Health care utilization outcomes
• Preventive visits• [During the past 12 mo/Since [his/her] birth], how many times did [CHILD] see a doctor, nurse, or other health care professional for preventive medical care such as a physical exam or well-child check-up?
• Outpatient sick visits• Excluding emergency department visits, hospitalizations, and well-child care, how many times [during the past 12 mo/Since [his/her] birth], did [he/she] see a doctor, nurse, or other health care professional for sick-child care?
• ED sick visits• [During the past 12 mo/Since [his/her] birth], how many times did [CHILD] go to a hospital emergency department about [his/her] health? This includes emergency department visits that resulted in a hospital admission.
• How many emergency department visits were because of an accident, injury, or poisoning?
Child health outcomes
• Parental assessment of global health• In general, how would you describe [CHILD] ’s health? Would you say [his/her] health is excellent, very good, good, fair, or poor?

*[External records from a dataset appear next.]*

PR #227, opened 2016-06-24
TextView placeholder

### LINKED ISSUE #181: Hello Sir, how about adding a placeholder in UITextview ..!
This library got everything to get a push in development so sir if you like can you add a placeholder in UITextview, it can be added programmatically but if it is available in IBAnimatable which is a great library it would be great.

tbaranes:
Close #181 
This PR is a first try to make `AnimatableTextView` conforms to `PlaceholderDesignable`. Current result:
- Designable placeholder text and color 
- Supports multilines
- The placeholder uses all the properties set in the textview: textAlignment, font... any of them are currently customisable for the placeholder.

I think `AnimatableTextView` has too much knowledge about the placeholder, I'd like to abstract more in `PlaceholderDesignable` but since it's fully related to the instance itself (override properties, notification...) I didn't find a working output. The main issue about this implementation is that makes a lot of work to conform `PlaceholderDesignable` from an `UITextView`.  Any suggestions welcomed! 

Otherwise, it's ready to go 👍

### DIFF
--- a/CHANGELOG.md
+++ b/CHANGELOG.md
@@ -9,7 +9,7 @@ All notable changes to this project will be documented in this file.
 None
 
 #### Enhancements
-None
+- New designable properties for `UITextView`: placeholder text and color [#227](https://github.com/JakeLin/IBAnimatable/issues/227)
 
 #### Bugfixes
 None
--- a/Documentation/APIs.md
+++ b/Documentation/APIs.md
@@ -102,7 +102,8 @@ It is used in `AnimatableTextField` to add padding on either or both sides.
 #### `PlaceholderDesignable`
 | Property name | Data type | Description |
 | ------------- |:-------------:| ----- |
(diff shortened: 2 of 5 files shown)


JakeLin:
@tbaranes Good work 👍, I don't find a better way to move `placeholderLabel` and `placeholderLabelConstraints` out of `AnimatableTextView`, if we put them in `PlaceholderDesignable`,  then `AnimatableTextField` has to override them.  Anther ideas I can think of is **Associated Objects**, but I don't like to use Objective-C Runtime magic if possible.

I think your solution is fine because we are hitting some limitations. And I add an example in the demo app, it works great.  Please merge it once you think it is ready. Thanks again for your great work.

simulator screen shot jun 25 2016 10 51 30 pm

tbaranes:
Good idea the demo update. Thanks!

TheDarkCode:
Nice PR. Would be interesting to allow textviews to have speech and word tracking options via the builder too.

PR #232, opened 2016-06-29
Add AnimatableScrollView

tbaranes:


IBAnimatable/AnimatableScrollView.swift
```diff
@@ -0,0 +1,154 @@
+//
+//  Created by Tom Baranes on 28/06/16.
+//  Copyright © 2015 Jake Lin. All rights reserved.
+//
+
+
+import UIKit
+import IBAnimatable
```
TheDarkCode: Why are you importing IBAnimatable?

tbaranes: My bad. I did that in my project then copy in IBAnimatable, forgot to remove it.

JakeLin:
👍 thanks, @tbaranes , I think we can release 2.4 once I fix some mask issues.

tbaranes:
Agree for the release 👌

• Missed days of school• During the past 12 mo that is, since [FILL: CURRENT MONTH, 1 YEAR AGO] about how many days did [CHILD] miss school because of illness or injury?
Health-promoting behaviors
• Frequency of being read to daily• During the past week, how many days did you or other family members read stories to [CHILD]?
• Frequency of obtaining sufficient sleep nightly• During the past week, on how many nights did [CHILD] get enough sleep for a child [his/her] age?
• Helmet usage• How often does [he/she] wear a helmet when riding a bike, scooter, skateboard, roller skates, or rollerblades? Would you say never, sometimes, usually or always?
• Screen time• On an average school day, about how many hours does [CHILD] use a computer for purposes other than schoolwork?
• On an average school day, about how many hours does [CHILD] usually watch TV, watch videos, or play video games?
• History of ever being breastfed• Was [CHILD] ever breastfed or fed breast milk?